> [TASK STATEMENT] Would you please copy each line below that includes the string "also"?

> [RECORDS FOR PROCESSING]
PR #55, opened 2019-04-19
Adding session02 code

ervbrian:
Added GridPrinter.py for displaying ascii grid patterns. 
Added series.py for calculating Fibonacci, Lucas and custom summation values.

### DIFF
--- a/students/BrianE/session02/GridPrinter.py
+++ b/students/BrianE/session02/GridPrinter.py
@@ -34,6 +34,7 @@ def grid(box_size=2, grid_size=2):
 
 def main():
     print('box_size=5 (single argument, default 2x2 grid):', grid(5), sep='\n')
+    print()
     print('box_size=1, grid_size=2:', grid(box_size=1, grid_size=2), sep='\n')
     print()
     print('box_size=2, grid_size=4:', grid(box_size=2, grid_size=4), sep='\n')
--- a/students/BrianE/session02/GridPrinter.py
+++ b/students/BrianE/session02/GridPrinter.py
@@ -31,10 +31,11 @@ def grid(box_size=2, grid_size=2):
     output += row_divider
     return output
 
+
 def main():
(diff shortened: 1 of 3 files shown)


nairraghav:
Great job Brian! It looks like you're missing the initial grid printer function, otherwise the rest looks great.

students/BrianE/session02/GridPrinter.py
```diff
@@ -0,0 +1,43 @@
+"""
+GridPrinter.py
+
+Prints ascii grid based on desired box size and grid size.
+"""
+
+
```
nairraghav, line 7: Don't forget to implement the initial grid which only takes 1 parameter.

students/BrianE/session02/series.py
```diff
@@ -0,0 +1,87 @@
...
+    assert lucas(6) == 18
+    assert lucas(7) == 29
+
+    # test if sum_series matched fibonacci
+    assert sum_series(5) == fibonacci(5)
+
+    # test if sum_series matched lucas
+    assert sum_series(5, 2, 1) == lucas(5)
+    print("All assertions pass")
+
```
nairraghav, line 94: Just a side note, you may want to add some test cases to validate that the custom series works: assert sum_series(5, 5, 7) == 50

ervbrian: Added a few more assertions.

students/BrianE/session02/GridPrinter.py
ervbrian: I've added an example of how my function supports a single parameter (box_size). The default value of 2 for grid_size supports calling grid(5). 

Let me know if you want a completely separate function with only a single parameter defined and I'll add that, instead.

ervbrian: Went ahead and added the initial print_grid() function just in case.

nairraghav:
Nice job Brian, this looks great!

PR #56, opened 2019-04-20
Lesson 02 Assignment

miotke:
Here are the assignments for lesson 02.
I also took notes for the reading and videos which can be ignored, sorry for including them in the PR.

I did run into a few issues that I need some guidance on since I wasn't able to attend class on 04/16 due to being out of town :( 

### series.py
* I struggled to get the Fibonacci series and Lucas series to successfully run in the `sum_series()` function. I wrote it before realizing the `series_template.py` existed. It looks like we are down similar paths with it. When I try and change the parameter values it get a failure. 

### grid_printer.py
* I can pass in arguments like `create_grid(3, 3)` and that will create a perfect 3x3 grid. However if I pass in `create_grid(2,3)` I do not get a 2x3 grid as expected. I'm know there's a simple solution to this problem I just couldn't seem to figure it out. :(


students/AndrewMiotke/session02/grid_printer.py
```diff
@@ -0,0 +1,51 @@
...
+def create_grid(beams, posts):
+    """
+    Returns a grid based on the parameters of this function
+    :param arg 2: define the number of beams(x axis) required to complete a cell
+    :param arg 3: define the number of posts(y axis) required to complete a cell
+
+    Example: create_grid(10, 10) would create a 10x10 grid
+    """
+    for _ in range(posts):
+        create_beam(beams)
```
nairraghav: This is a good start but do note that you're hardcoding the size of each cell. 

The initial print_grid should always create a grid of 4 cells with the total height/length being the parameter we give it. For example: print_grid(9) should return a 4x4 grid where the entire length/height (2 cells worth) is 9. Hint: The middle '+' will handle it such that the two cells are of 4 length each. 

The final print_grid should take two parameters.  The first parameter determines the nxn grid size and the second parameter determines the size of each cell. So for example, print_grid(5,3) should return a 5x5 grid where each cell is 3x3 (3 '-' across and 3 '|' long )

students/AndrewMiotke/session02/series.py
```diff
@@ -0,0 +1,63 @@
+#!/usr/bin/env python3
```
nairraghav, line 1: This looks great!

nairraghav:
Awesome job so far, your fizzbuzz and series are complete. Please take a look at my notes for the grid printer.

students/AndrewMiotke/session02/series.py
miotke: Awesome, thank you! I didn't think it fulfilled all of requirements @nairraghav

miotke:
@nairraghav thank you for the feedback. I think I fixed the grid_printer file. I still had trouble getting the x axis to be dynamic to the function argument. :(

students/AndrewMiotke/session02/grid_printer.py
miotke: Thank you for the feedback. I ended up writing a new file and I believe it's working now. Should be in the latest commit.

students/AndrewMiotke/session02/series.py
```diff
@@ -0,0 +1,63 @@
...
+    if n == 0:
+        return 2
+    elif n == 1:
+        return 1
+    else:
+        return lucas(n-2) + lucas(n-1)
+
+print(lucas(4))
+
+def sum_series(n, t=0, r=1):
```
PythonCHB, line 26: perfect!

students/AndrewMiotke/session02/grid_printer.py
```diff
@@ -0,0 +1,64 @@
...
+create_grid(5)
+
+def print_grid(cells, size):
+    """
+    Returns a Xx2 grid with flexible cell height and width
+    :param arg 0: defines the number of cells along the y axis
+    :param arg 1: defines the height('|') and width('-') of each cell
+   """
+    for _ in range(cells):
+        create_beam(size)
```
nairraghav, line 58: You're pretty close here! One way to think about it is to modify your create_beam function so that it takes another variable to determine how many "mini-beams" make up the whole beam. 

The way I think about it is to minimize the function to print just 1 beam (+----+). Then using a for loop and your new variable, you repeat it so you can print multiple beams. 

Ex: 
- create_beam(2, 1) returns +--+
- create_beam(2,2) returns +--+--+

Once that's updated, you can call that here and it should work! Just remember that you will need to update it in your create_grid() as well. But in that one, since we always have a 2x2, you can use create_beam(size, 2)

students/AndrewMiotke/session02/series.py
nairraghav, line 26: Nice!

students/AndrewMiotke/session02/series.py
```diff
@@ -0,0 +1,63 @@
...
+    # test lucas
+    assert lucas(0) == 2
+    assert lucas(1) == 1
+    assert lucas(4) == 7
+
+    # test if sum_series is equal to fibonacci
+    assert sum_series(5) == fibonacci(5)
+
+    # test if sum_series is equal to lucas
+    # assert sum_series(5) == lucas(5)
```
nairraghav, line 61: you will want to update your initial parameters to test against lucas:
assert sum_series(5, 2, 1) == lucas(5)

PR #1427, opened 2018-11-19
Fix Frame rendering style in docs

### LINKED ISSUE #1426: Update Frame's style in documentation
Now that the style of Frame's HTML representation has been updated (#1419), it's necessary to update the style in the docs too, so that they match.

st-pasha:
- The styling of Frame display in docs is now the same as in Jupyter;
- Row numbers are now displayed comma-separated;
- Comma-separation is not applied to numbers in the range 1000-9999.

Closes #1426

### DIFF
--- a/c/frame/_repr_html_.cc
+++ b/c/frame/_repr_html_.cc
@@ -150,7 +150,9 @@ class HtmlWidget {
 
     void render_data_row(size_t i) {
       html << "    <tr>";
-      html << "<td class='row_index'>" << i << "</td>";
+      html << "<td class='row_index'>";
+      render_comma_separated(i);
+      html << "</td>";
       for (size_t j = 0; j < ncols; ++j) {
         if (j == cols0) {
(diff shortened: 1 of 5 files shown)


c/frame/_repr_html_.cc
```diff
@@ -178,18 +180,18 @@ class HtmlWidget {
 
 
     void render_table_footer() {
-      html << "  <div class='footer'>";
+      html << "  <div class='footer'>\n";
       render_frame_dimensions();
```
oleksiyskononenko: What is the reason you use `\n`s here, and don't use them in `render_data_row()`? I guess they're only required for HTML code to look nice, when opened through "View Source" or something like that?

st-pasha: Yes, from HTML standpoint the newlines don't matter. However, we put that html into the docs (see  docs/using-datatable.rst for example), and we'd like to have at least some amount of readability there.

Issue #1434, opened 2018-11-20
Review and refactor RowIndex usage in Aggregator


oleksiyskononenko:
It looks like there are quite many places in Aggregator, where `RowIndex` is used without any checks for its actual type. Since it could be `RI_ARR32`, `RI_ARR64` or `RI_SLICE`, indices must be accessed in a different way, while in the majority of situations we do `indices32()`.

This must be reviewed and refactored. Probably, adding a new method, called something like `inidices()`, to `RowIndex` class, that will take care about all the different possibilities. We should also move to `RowIndex::strided_loop(...)` for iterations.

PR #1435, opened 2018-11-20
Sort exemplars even when aggregation is bypassed

### LINKED ISSUE #1429: Sort exemplars even when aggregation is bypassed
When we do binning, final exemplars are automatically sorted based on their bin ids. When we bypass aggregation for data sets that have `nrows < min_rows`, this doesn't happen as there are no bin ids. It means that exemplars are saved in the same order, as they go in the original data set. 

However, it seems like `vis-data-server` expects exemplars be always sorted for 1D continuous case, even when we don't do any aggregation. Aggregator can do this, even though no real aggregation is required in this case.

oleksiyskononenko:
Sort exemplars by the first column, when the aggregation is bypassed.

Closes #1429


c/extras/aggregator.cc
```diff
@@ -254,12 +254,28 @@ void Aggregator::aggregate_exemplars(DataTable* dt,
...
+      ri_exemplars.extract_into(temp);
+      ri_exemplars_indices = temp.data();
+    } else if (ri_exemplars.isarr64()){
+      throw ValueError() << "RI_ARR64 is not supported for the moment";
+    }
+
+    auto d_members = static_cast<int32_t*>(dt_members->columns[0]->data_w());
+    for (size_t i = 0; i < dt->nrows; ++i) {
+      d_members[ri_exemplars_indices[i]] = static_cast<int32_t>(i);
+    }
```
st-pasha: If you want to just iterate over the rowindex, the best way to do it is
```
ri_exemplars.strided_loop(0, dt->nrows, 1, 
  [&](int64_t i) {
    d_members[ri_exemplars_indices[i]] = static_cast<int32_t>(i);
  });
```

oleksiyskononenko: Thanks! It's not just one place where I'm using this functionality, will carefully review and refactor all of these shortly as a part of #1434.

oleksiyskononenko: Btw, it seems that I just need `strided_loop2` here...

PR #1441, opened 2018-11-21
Add methods Frame.head() and Frame.tail()

### LINKED ISSUE #1307: implement head and tail method
as in pandas `.head`/`.tail` which nicely corresponds to R methods with same names and default R's data.table print

st-pasha:
Closes #1307

### DIFF
--- a/c/frame/py_frame.cc
+++ b/c/frame/py_frame.cc
@@ -1,21 +1,28 @@
 //------------------------------------------------------------------------------
 // Copyright 2018 H2O.ai
 //
-// Licensed under the Apache License, Version 2.0 (the "License");
-// you may not use this file except in compliance with the License.
-// You may obtain a copy of the License at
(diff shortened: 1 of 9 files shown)


c/frame/py_frame.cc
```diff
@@ -160,6 +188,26 @@ void Frame::_clear_types() const {
 }
 
 
+oobj Frame::head(const PKArgs& args) {
+  size_t n = args[0].is_undefined()? 10 : args[0].to_size_t();
+  if (n > dt->nrows) n = dt->nrows;
+  py::otuple aa(2);
+  aa.set(0, py::orange(0, n, 1));
+  aa.set(1, py::None());
```
oleksiyskononenko: What this `py::None()` corresponds to?

st-pasha: that's `None` in python. So, I'm creating a tuple `(range(0, n), None)` here.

> [FINISHED TASK]
I also took notes for the reading and videos which can be ignored, sorry for including them in the PR.
This must be reviewed and refactored. Probably, adding a new method, called something like `inidices()`, to `RowIndex` class, that will take care about all the different possibilities. We should also move to `RowIndex::strided_loop(...)` for iterations.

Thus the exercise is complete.